The Chief's mobile fleet consisted of two police cruisers and his own personal car, all of which were equipped with a new-fangled two-way radio recently installed in 1947. At that time the police, fire, and ambulance departments of the town of North Kingstown, South Kingstown, and Narragansett all shared the same radio frequency, giving all these departments a unique opportunity to communicate amongst themselves. In 1952, the N.K. Police connected themselves with the police departments of New England, New York, And Pennsylvania when it installed a Teletype machine, the 1950's version of the world-wide-web. The department also acquired its first photographic equipment in 1954 for the preservation of evidence found at accident sites and crime scenes.
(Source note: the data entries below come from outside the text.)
PR #867, opened 2022-10-26
fix: return `/` when calling `realpathSync` with `/`

### LINKED ISSUE #863: realpathSync('/') returns invalid result (edge case bug)
This is easy to reproduce:

```js
> memfs = require('memfs');
> memfs.vol.fromJSON({'./a':'a'}, '/');
> memfs.vol.realpathSync('/')
''
```
Notice that the output is an empty string, which isn't a valid path.  This bug is caused by getPath() in node.ts:
```ts
  getPath(): string {
    return this.steps.join(SEP);
  }
```
The problem is the edge case of join when `this.steps` is `['']`, i.e., a list with a single empty string.

The following is what I would expect as output in this case:
```js
> require('fs').realpathSync('/')
'/'
```

Perhaps a good fix would be:

```ts
  getPath(): string {
    const path = this.steps.join(SEP);
    return path ? path : "/";
  }
```

williamstein:
-  https://github.com/streamich/memfs/issues/863

Resolves #863

### DIFF
--- a/src/__tests__/volume/realpathSync.test.ts
+++ b/src/__tests__/volume/realpathSync.test.ts
@@ -1,6 +1,6 @@
 import { create } from '../util';
 
-describe('.realpath(...)', () => {
+describe('.realpathSync(...)', () => {
   it('works with symlinks, #463', () => {
     const vol = create({});
     vol.mkdirSync('/a');
@@ -11,4 +11,9 @@ describe('.realpath(...)', () => {
     const path = vol.realpathSync('/a/b/index.js');
     expect(path).toBe('/c/index.js');
   });
+});
+
+describe("edge case -- realpathSync('/') returns '/'", () => {
+  const vol = create({'./a':'a'});
+  expect(vol.realpathSync('/')).toBe('/');
 });
--- a/src/__tests__/volume/realpathSync.test.ts
+++ b/src/__tests__/volume/realpathSync.test.ts
@@ -14,6 +14,6 @@ describe('.realpathSync(...)', () => {
 });
 
 describe("edge case -- realpathSync('/') returns '/'", () => {
-  const vol = create({'./a':'a'});
+  const vol = create({ './a': 'a' });
   expect(vol.realpathSync('/')).toBe('/');
 });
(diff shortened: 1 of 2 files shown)


src/__tests__/volume/realpathSync.test.ts
```diff
@@ -12,3 +12,8 @@ describe('.realpath(...)', () => {
     expect(path).toBe('/c/index.js');
   });
 });
+
+describe("edge case -- realpathSync('/') returns '/'", () => {
```
G-Rath, line 16: Similar to [your other PR](https://github.com/streamich/memfs/pull/870#discussion_r1008749448), `describe` isn't a test case - since we've already got a `describe` for `realpathSync` (though I'm not quite sure why we've got a dedicated file for it, but oh well), let's just stick the test in that with a more descriptive title:

```
describe('.realpathSync(...)', () => {
  it('works with symlinks, #463', () => {
    // ...
  });

  it('returns the root correctly', () => {
    // ...
  });
});
```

All the police work required in a town as large as North Kingstown could not have been accomplished with a department which, for nearly its first two decades, rarely exceeded ten men, without the help provided by the assistance of the auxiliary police, later to be known as the police reserve. This group of part-timers and volunteers filled in where needed in those early years and did so in an exemplary fashion.

A typical day patrol for an officer in those days might consist of traffic and parking duty on Brown Street in Wickford or maybe doing the rounds of the vacant house checks to assure that no vandals or transients had done their work. At night a patrolman would be responsible for checking the doors and windows of all business establishments on his beat. This practice was carried out in Wickford up until recent times. Night patrolmen would also man fixed traffic posts and stop and check suspicious or erratic drivers.

When Chief Moon retired many years later, he left a police department ready to face a modern world.